The Daily Blonde thinks so. The new ads for colorfully compact Kotex shouts "Oooh! It comes in my color!” as it introduces feminine products that come in yellow, pink, blue, and green. (Hat tip: Krystal Hosmer.)

"I never match my bag and shoes anyway, so there’s not a chance I’m going to coordinate my tampon with ANYTHING." — Cheryl Phillips, The Daily Blonde

So what gives? In 2005, P&G set on a course to turn the period frown upside down. The idea (as Kevin Crociata, brand manager for Always put it) was to aim at "having a little fun with (a period) rather than dreading it so much."

Don't worry. It wasn't just his idea. Patti Gregoline, then senior vice president and executive creative director for Publicis Groupe's Leo Burnett worked on the campaign too. Gregoline, however, didn't work on the color-coordinated line. I'm only mentioning the original campaign to give people a sense of where this all started. (The new ads are by Organic and JWT.)

P&G does understand the issues, as evidenced by an advertisement that makes fun of its past attempts to woo customers.


Unfortunately, for all the sense that the advertisement makes, the product line doesn't make much sense. Well, maybe it does, for what P&G says amounts to 85 percent of women who are embarrassed to be seen with a feminine product.

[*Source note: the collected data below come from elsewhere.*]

Issue #1096, opened 2024-05-31
Seeking slip39 tests


onvej-sl:
I'm trying to implement a [recent revision](https://github.com/satoshilabs/slips/commit/8d060706b549af6443e04f55605b71f65c981663) of the [SLIP-39 specification](https://github.com/satoshilabs/slips/blob/master/slip-0039.md).

I would like to ask
  * whether you have tests covering slip39 mnemonic generation and recovery and
  * (if so) what the easiest way is to run them.

aaroninks:
Thanks for the question, 
Do you want to implement this on the Keystone3 firmware?

aaroninks:
The test vector defined in the SLIP-39 file can be helpful. https://github.com/satoshilabs/slips/blob/master/slip-0039.md#test-vectors. We are also using it to test our implementation.

onvej-sl:
> Do you want to implement this on the Keystone3 firmware?

Yes.

> We are also using it to test our implementation.

Where can I find the tests? How do I run them?

aaroninks:
> > Do you want to implement this on the Keystone3 firmware?
> 
> Yes.
> 
> > We are also using it to test our implementation.
> 
> Where can I find the tests? How do I run them?

these test cases are included in another repo which is used internally for testing purpose. The repo is not public for new.

fmunteanu:
@aaroninks I'm unable to import a Trezor backup, probably because latest SLIP-39 is not present into Keystone firmware. See https://github.com/KeystoneHQ/keystone3-firmware/issues/1506.

8de2fdb0:
@aaroninks I refactored the work from @onvej-sl on top of current master. Unfortunately I have the same issues with adding tests.

I see that there are test cases read via USB when the firmware runs on a real device, the simulator doesn't seem to have that ability. Any help with adding test cases would be appreciated.

The changes are fairly small and in theory it should be backward compatible. 
[...]

PR #1102, opened 2024-06-04
Implement slip39 extendable backups

onvej-sl:
This pull request implements a [recent revision](https://github.com/satoshilabs/slips/commit/8d060706b549af6443e04f55605b71f65c981663) of the [SLIP-39 specification](https://github.com/satoshilabs/slips/blob/master/slip-0039.md). The highest bit of the iteration exponent has been repurposed for a new "extendable backup flag". Setting the flag indicates that the random identifier is not used as salt in the encryption of the master secret. This makes it possible to create multiple sets of shares, such that each set of shares uses a different identifier and each set of shares leads to the same master secret for every passphrase. This is a desirable property, which unfortunately was not considered in the initial specification. It allows users to start working with their wallet by creating a single-share (1-of-1) scheme and later upgrade to a multi-share scheme while maintaining the same encrypted master secret and passphrases. Existing SLIP-39 shares remain valid. New shares created using the revised specification use a different checksum customization string and are not compatible with older implementations.

Since I'm not able to run tests (see https://github.com/KeystoneHQ/keystone3-firmware/issues/1096#issuecomment-2145024318), consider this pull request completely untested. Please take extra care to ensure that the changes I made (in particular in `src/managers/account_manager.h`) are backward compatible.


8de2fdb0:
any idea what is needed to continue here ?

onvej-sl:
I did my best to implement slip39 extendable backups. However, since I'm not very familiar with your codebase and am unable to run tests, I'm not certain if it actually works. The next steps would be to:

1. Implement and run unit tests. For test vectors, see [this](https://github.com/satoshilabs/slips/blob/master/slip-0039.md#test-vectors).
2. Conduct a thorough review or test of [this commit](https://github.com/KeystoneHQ/keystone3-firmware/pull/1102/commits/50013e0b760cf9d22d5d3238582f7da4798af16e), as it won't be covered by the unit tests.

fmunteanu:
@onvej-sl can we get the developers attention on this? This must be implemented, we cannot import Trezor single slip39 seed keys into wallet, because of recent changes.

onvej-sl:
> @onvej-sl can we get the developers attention on this?

I'm not sure what you expect from me.

PR #1293, opened 2024-08-22
Add Maya (fork of thorchain)

GiMa-Maya:
Adds MAYAChain (CACAO). Uses thorchain (RUNE) integration code. 

UPDATE: Also added MAYAChain to thorwallet


GiMa-Maya:
Adding Maya to THORWallet integration as well now

PR #1366, opened 2024-09-26
[WIP]Feat/zcash

soralit:
## Keystone Zcash UR Registries

This protocol is based on the [Uniform Resources](https://github.com/BlockchainCommons/Research/blob/master/papers/bcr-2020-005-ur.md). It describes the data schemas (UR Registries) used in Zcash integrations.

### Introduction

Keystone's QR workflow involves two main steps: linking the wallet and signing data, broken down into three sub-steps:

1. **Wallet Linking:** Keystone generates a QR code with public key info for the Watch-Only wallet to scan and import.
2. **Transaction Creation:** The Watch-Only wallet creates a transaction and generates a QR code for Keystone to scan, parse, and display.
3. **Signing Authorization:** Keystone signs the transaction, displays the result as a QR code for the Watch-Only wallet to scan and broadcast.

Two UR Registries are needed for these steps, utilizing the Partially Created Zcash Transaction structure.

#### Unified Full Viewing Key (UFVK)

UFVK is a standard account expression format in Zcash as per [ZIP-316](https://zips.z.cash/zip-0316). It consists of:

1. Transparent
2. Sprout
3. Sapling
4. Orchard

This protocol focuses on the Transparent and Orchard components.

#### CDDL for Zcash Accounts

The specification uses CDDL and includes `crypto-hdkey` and `crypto-key-path` specs defined in https://github.com/BlockchainCommons/Research/blob/master/papers/bcr-2020-007-hdkey.md.

```cddl
zcash-accounts = {
    seed-fingerprint: bytes.32, ; the seed fingerprint specified by ZIP-32 to identify the wallet
    accounts: [+ zcash-ufvk],
    ? origin: text, ; source of data, e.g., Keystone
}

zcash-ufvk = {
    ? transparent: crypto-hdkey,
    orchard: zcash-fvk,
    ? name: text,
}

zcash-fvk = {
    key-path: crypto-key-path,
    key-data: bytes,
}
```

`zcash-ufvk` describes the UFVK of a Zcash account. Each seed has multiple accounts with different indexes. For index 0, `zcash-ufvk` should contain a BIP32 extended public key with path `M/44'/133'/0'` (transparent) and an Orchard FVK with path `M_orchard/32'/133'/0'` (Orchard).

#### CDDL for Zcash PCZT

```cddl
zcash-pczt {
    data: bytes, ; Zcash PCZT, signatures inserted after signing.
}
```


docs/protocols/ur_registrys/draft/zcash.md
```diff
@@ -0,0 +1,59 @@
...
+
+This protocol focuses on the Transparent and Orchard components.
+
+#### CDDL for Zcash Accounts
+
+The specification uses CDDL and includes `crypto-hdkey` and `crypto-key-path` specs defined in https://github.com/BlockchainCommons/Research/blob/master/papers/bcr-2020-007-hdkey.md.
+
+```cddl
+zcash-accounts = {
+    master-fingerprint: uint32, ; the master fingerprint to identify the wallet
```
daira, line 34: ZIP 32 specifies a 16-byte seed fingerprint: https://zips.z.cash/zip-0032#seed-fingerprints
It's a byte array so endian-independent.

docs/protocols/ur_registrys/draft/zcash.md
```diff
@@ -0,0 +1,59 @@
...
+    ? name: text,
+}
+
+zcash-fvk = {
+    key-path: crypto-key-path,
+    key-data: bytes,
+}
+```
+
+`zcash-ufvk` describes the UFVK of a Zcash account. Each seed has multiple accounts with different indexes. For index 0, `zcash-ufvk` should contain a BIP32 extended public key with path `M/44'/133'/0'` (transparent) and an Orchard FVK with path `M_orchard/32'/133'/0'` (Orchard).
```
daira, line 51: Specify that:
* `M` is defined as in https://github.com/bitcoin/bips/blob/master/bip-0032.mediawiki#master-key-generation
* `M_orchard` (we use $m_{\mathsf{Orchard}}$) is defined as in https://zips.z.cash/zip-0032#orchard-master-key-generation .

`133'` is for mainnet. Like other coins, we use `1'` for testnet [as specified in SLIP 44](https://github.com/satoshilabs/slips/blob/master/slip-0044.md#registered-coin-types).

docs/protocols/ur_registrys/draft/zcash.md
soralit: It's good to use this seed fingerprint instead.

soralit:
An initial idea of the PCZT, modified from https://github.com/str4d/zcash/blob/pczt-wip/src/pczt.proto

```proto
message PartiallyCreatedTransaction {
    // The version of this wire format, for storage.
    uint32 protoVersion = 1;
    PcztGlobal global = 2;
    optional PcztTransparent transparent = 3;
    optional PcztOrchard orchard = 4;
}

message PcztGlobal {
    uint32 txVersion = 1;
    
    //is versionGroupId still needed?
    fixed32 versionGroupId = 2;
    
    uint32 lockTime = 3;
    uint32 expiryHeight = 4;
    uint32 consensusBranchId = 5;
    uint32 networkId = 6;
}

message PcztTransparent {
    repeated PcztTransparentInput inputs = 1;
    repeated PcztTransparentOutput outputs = 2;
}

message PcztTransparentInput{
    bytes pubkey = 1;
    PcztTransparentCoin previousCoin = 2;
    PcztTransparentOutpoint previousOutpoint = 3;
    PcztDerivationPath path = 4;
    repeated bytes signatures = 5;
}

message PcztTransparentCoin {
    uint64 value = 1;
    bytes scriptPubkey = 2;
}

message PcztTransparentOutput{
    PcztTransparentCoin coin = 1;
    
    // if an output has path, it is a change output
    optional PcztDerivationPath path = 2;
}

message PcztTransparentOutpoint {
    bytes txHash = 1;
    uint32 index = 2;
}

message PcztDerivationPath {
    // the 32 bytes seed fingerprint;
    bytes seedFingerprint = 1;
    
    // for orchard it should be pk_d(DiversifiedTransmissionKey)
    // hardware wallet should check this with the derived key from it self.
    bytes pubkey = 2;
    
    repeated PathComponent pathComponents = 3;
}

message PathComponent {
    uint32 value = 1;
    bool harden = 2;
}

message PcztOrchard {
    uint8 flag = 1;
    int64 valueBalance = 2;
    bytes anchor = 3;
    repeated PcztOrchardAction actions = 4;
}

message PcztOrchardAction {
    bytes nf = 1;
    bytes rk = 2;
    bytes cmx = 3;
    //(epk, enc_ciphertext, out_ciphertext)
    bytes encryptedNote = 4;
    bytes cv_net = 5;
    
    //the serilized spend note(rho, rseed, value, receipent) of this action, to verify the nf and cmx in this action.
    bytes spend_note = 6;
    PcztDerivationPath path = 7;
    repeated bytes signatures = 8;
}
```

daira:
```
//is versionGroupId still needed?
```
The purpose of `versionGroupId` is to unambiguously identify the transaction format even if version numbers are reused across Zcash forks, and that's still relevant for PCZTs.

rust/pczt/src/protos/pczt.proto
soralit, line 1: Added a proto file. Also added the sapling definitions.

images/coin/coinZec.png
daira, line 1: I see that the barred Z is transparent. I think that's correct in that it should be white in light mode and black in dark mode (see "Horizontal logos" or "Vertical logos" at https://z.cash/press/ ).

images/walletList/walletListZashi.png
daira, line 1: This is probably not going to work in light mode, because the Zashi logo and name are in white.

rust/apps/zcash/src/pczt/check.rs
```diff
@@ -0,0 +1,341 @@
...
+                                        })
+                                    },
+                                )?;
+                                if target.public_key().serialize().to_vec()
+                                    != input.script_pubkey().clone()
+                                {
+                                    return Err(ZcashError::InvalidPczt(
+                                        "transparent input script pubkey mismatch".to_string(),
+                                    ));
+                                }
```
str4d, line 86: I have not confirmed the alterations to your vendored code, but if `target` here has type `bip32::ExtendedPublicKey<secp256k1::PublicKey>` (like it does inside `zcash_primitives::legacy::keys::AccountPubKey`) then there is a bug here: you are comparing the serialized public key to the `script_pubkey`, but for P2PKH scripts the serialized public key appears in the `script_sig`; only its hash is present in `script_pubkey`.

rust/apps/zcash/src/pczt/check.rs
```diff
@@ -0,0 +1,341 @@
...
+    seed_fingerprint: &[u8; 32],
+    xpub: &AccountPubKey,
+    input: &pczt::transparent::Input,
+) -> Result<(), ZcashError> {
+    let script = Script(input.script_pubkey().clone());
+    match script.address() {
+        Some(TransparentAddress::PublicKeyHash(hash)) => {
+            let pubkey = input.bip32_derivation().keys().find(|pubkey| {
+                return hash[..] == Ripemd160::digest(Sha256::digest(pubkey))[..];
+            });
```
str4d, line 61: Similarly, this check is incorrect:
- `hash` is the hash of the `script_pubkey`
- `input.bip32_derivation()` contains a map from the encoded public key to its derivation.

This follows PSBT semantics (from BIP 174) where the derivation map lists encoded keys; `bip32_derivation` is not a map from `script_pubkey` to derivation path. This is because a P2SH script may contain multiple such keys and require multiple signatures. A P2PKH script happens to only contain one, but for symmetry the PCZT format treats it the same way (like PSBT).

rust/apps/zcash/src/pczt/check.rs
```diff
@@ -0,0 +1,341 @@
...
+    xpub: &AccountPubKey,
+    output: &pczt::transparent::Output,
+) -> Result<(), ZcashError> {
+    let script = Script(output.script_pubkey().clone());
+    match script.address() {
+        Some(TransparentAddress::PublicKeyHash(hash)) => {
+            let pubkey = output
+                .bip32_derivation()
+                .keys()
+                .find(|pubkey| hash[..] == Ripemd160::digest(Sha256::digest(pubkey))[..]);
```
str4d, line 117: This is similarly incorrect.

rust/apps/zcash/src/pczt/check.rs
```diff
@@ -0,0 +1,341 @@
...
+                                        })
+                                    },
+                                )?;
+                                if target.public_key().serialize().to_vec()
+                                    != output.script_pubkey().clone()
+                                {
+                                    return Err(ZcashError::InvalidPczt(
+                                        "transparent output script pubkey mismatch".to_string(),
+                                    ));
+                                }
```
str4d, line 142: This is similarly incorrect.

str4d (changes requested):

rust/apps/zcash/src/pczt/check.rs
```diff
@@ -0,0 +1,343 @@
...
+                                    xpub,
+                                    |acc, n| {
+                                        acc.derive_child(ChildNumber::from(*n)).map_err(|_| {
+                                            ZcashError::InvalidPczt(
+                                                "transparent input bip32 derivation path invalid"
+                                                    .to_string(),
+                                            )
+                                        })
+                                    },
+                                )?;
```
str4d, line 79: Bug: `xpub` is obtained earlier as `ufvk.transparent()`, which means it is already derived at the path `M/44'/133'/account_index'`. However, here the code is applying the transparent inputs entire `bip32_derivation` path to `xpub`, which results in the key at `M/44'/133'/account_index'/44'/133'/account_index'/scope/address_index` (which itself doesn't make sense as you'd be trying to do hardened derivation from a public key, so you're probably just getting an error here immediately).

Instead, the code should check that `bip32_derivation.derivation_path` starts with `44'/133'/account_index'`, and then only derive from `xpub` with the remaining suffix (which should be entirely non-hardened for a valid input, which you'll detect via the existing error check), to obtain (in the usual Zashi tx flow) `M/44'/133'/account_index'/scope/address_index`.

rust/Cargo.toml
```diff
@@ -127,10 +130,18 @@ prost-types = { version = "0.11", default-features = false }
...
+bip32 = { git = "https://github.com/KeystoneHQ/crates.git", rev = "9873e8fd56007d792fa60d6e844fdb75d527c858" }
+f4jumble = { git = "https://github.com/zcash/librustzcash.git", rev = "9407f09208d5574a3ba7bf3e6963741114ba77c2" }
+nonempty = { git = "https://github.com/nuttycom/nonempty.git", rev = "38d37189faecb2a0e3d6adc05aa24e1b93c2483b" }
+orchard = { git = "https://github.com/zcash/orchard.git", rev = "e0cc7ac53ad8c97661b312a8b1c064f4cd3c6629" }
+pczt = { git = "https://github.com/zcash/librustzcash.git", rev = "9407f09208d5574a3ba7bf3e6963741114ba77c2" }
+transparent = { package = "zcash_transparent", git = "https://github.com/zcash/librustzcash.git", rev = "9407f09208d5574a3ba7bf3e6963741114ba77c2" }
+zcash_address = { git = "https://github.com/zcash/librustzcash.git", rev = "9407f09208d5574a3ba7bf3e6963741114ba77c2" }
+zcash_encoding = { git = "https://github.com/zcash/librustzcash.git", rev = "9407f09208d5574a3ba7bf3e6963741114ba77c2" }
+zcash_keys = { git = "https://github.com/zcash/librustzcash.git", rev = "9407f09208d5574a3ba7bf3e6963741114ba77c2" }
+zcash_protocol = { git = "https://github.com/zcash/librustzcash.git", rev = "9407f09208d5574a3ba7bf3e6963741114ba77c2" }
```
str4d, line 147: https://github.com/zcash/librustzcash/pull/1666 has been updated to no longer require a `nonempty` patch (now that it has released a no-std-compatible version):
```suggestion
[patch.crates-io]
bip32 = { git = "https://github.com/KeystoneHQ/crates.git", rev = "9873e8fd56007d792fa60d6e844fdb75d527c858" }
f4jumble = { git = "https://github.com/zcash/librustzcash.git", rev = "ab80376bda49e0af524aea23c1d64b3fe1bbe887" }
orchard = { git = "https://github.com/zcash/orchard.git", rev = "cd3e0901ccac2c630dd7fd03eb496d5030c1bbfe" }
pczt = { git = "https://github.com/zcash/librustzcash.git", rev = "ab80376bda49e0af524aea23c1d64b3fe1bbe887" }
transparent = { package = "zcash_transparent", git = "https://github.com/zcash/librustzcash.git", rev = "ab80376bda49e0af524aea23c1d64b3fe1bbe887" }
zcash_address = { git = "https://github.com/zcash/librustzcash.git", rev = "ab80376bda49e0af524aea23c1d64b3fe1bbe887" }
zcash_encoding = { git = "https://github.com/zcash/librustzcash.git", rev = "ab80376bda49e0af524aea23c1d64b3fe1bbe887" }
zcash_keys = { git = "https://github.com/zcash/librustzcash.git", rev = "ab80376bda49e0af524aea23c1d64b3fe1bbe887" }
zcash_protocol = { git = "https://github.com/zcash/librustzcash.git", rev = "ab80376bda49e0af524aea23c1d64b3fe1bbe887" }
```

rust/rust_c/src/trng.rs
```diff
@@ -0,0 +1,28 @@
...
+        let len = chunk.len() as u8;
+
+        let ret = unsafe { GenerateTRNGRandomness(chunk.as_mut_ptr(), len) };
+
+        // TODO: Determine how to correctly map error codes from the underlying hardware
+        // into the `getrandom` custom error code space `Error::CUSTOM_START..=u32::MAX`.
+        if ret != 0 {
+            let error = NonZeroU32::new(Error::CUSTOM_START.saturating_add_signed(ret)).unwrap();
+            return Err(Error::from(error));
+        }
```
str4d, line 22: This TODO still needs addressing by someone with access to the TRNG documentation, in particular to confirm that `ret` will never be negative. (Also to confirm that `ret = 0` means success, but I think that's the case as otherwise this function would have been consistently returning an error.)

rust/apps/zcash/src/pczt/parse.rs
```diff
@@ -0,0 +1,573 @@
...
+        let mut result = vec![];
+        temp_memo.iter().for_each(|v| {
+            if *v != 0 {
+                result.push(*v);
+            }
+        });
+        result.reverse();
+
+        return Some(String::from_utf8(result).unwrap());
+    }
```
str4d, line 495: This is subtly incorrect: rather than only stripping trailing `nul` bytes from the memo bytes, it is stripping _every_ `nul` byte from the memo bytes. `nul` is a valid byte in UTF-8 (as part of the NUL character).

If a NUL character cannot be included in rendered memo strings (if Keystone requires C-strings), then it should be replaced with an appropriate Unicode replacement character.

str4d (commented):
Reviewed as of d41a8f232bdbe6008f3676ffb4bf5749cf9e0235. This is not a full review or audit of the PR, just what I had time to look over.

rust/apps/zcash/src/pczt/check.rs
str4d: This is fixed now that the firmware is using `AccountPubKey::derive_pubkey_at_bip32_path`.

rust/apps/zcash/src/pczt/check.rs
str4d: This has been fixed.

rust/apps/zcash/src/pczt/check.rs
str4d: This has been fixed.

rust/rust_c/src/trng.rs
soralit: Just checked the `ret` is asserted in the SE driver level so the error code should always be SUCCESS_CODE(0) here.

rust/apps/zcash/src/pczt/check.rs
```diff
@@ -0,0 +1,339 @@
...
+
+//check output cmx
+fn check_action_output(action: &orchard::pczt::Action) -> Result<(), ZcashError> {
+    action
+        .output()
+        .verify_note_commitment(action.spend())
+        .map_err(|e| {
+            ZcashError::InvalidPczt(alloc::format!("invalid Orchard action cmx: {:?}", e))
+        })?;
+
```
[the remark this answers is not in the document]
str4d: I meant to note that I did later see the comment about CPU management being why this was done later. I'd be interested to know what specifically is the CPU bottleneck.

rust/apps/zcash/src/pczt/parse.rs
soralit: I aim to remove until the first non-zero value but implement a wrong one.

Basically, the idea is that if it falls out of their purse, they'll feel more comfortable about it because it's a different color.

P&G is close to having it right. The thrust of the Kotex campaign is to stop all the weirdness about periods. I'm all for that. And yet, if there is an irony, the product colors and non-descript cases actually cater to the opposite concept.

There are better options to get over the weirdness. Vinnie once had the corner on cases despite the media's unwillingness to allow him to advertise. And then came the vintage collection. And then the mini-purses.

Sure, I'm hardly an expert. But I've never been afraid to talk or listen to people's take on just about anything. And from what I'm hearing from women, Kotex is thisclose to making the topic less embarrassing, but this far from delivering the right product/campaign combination. Until they do, they'll have a hard time gaining full support for their social media outreach efforts.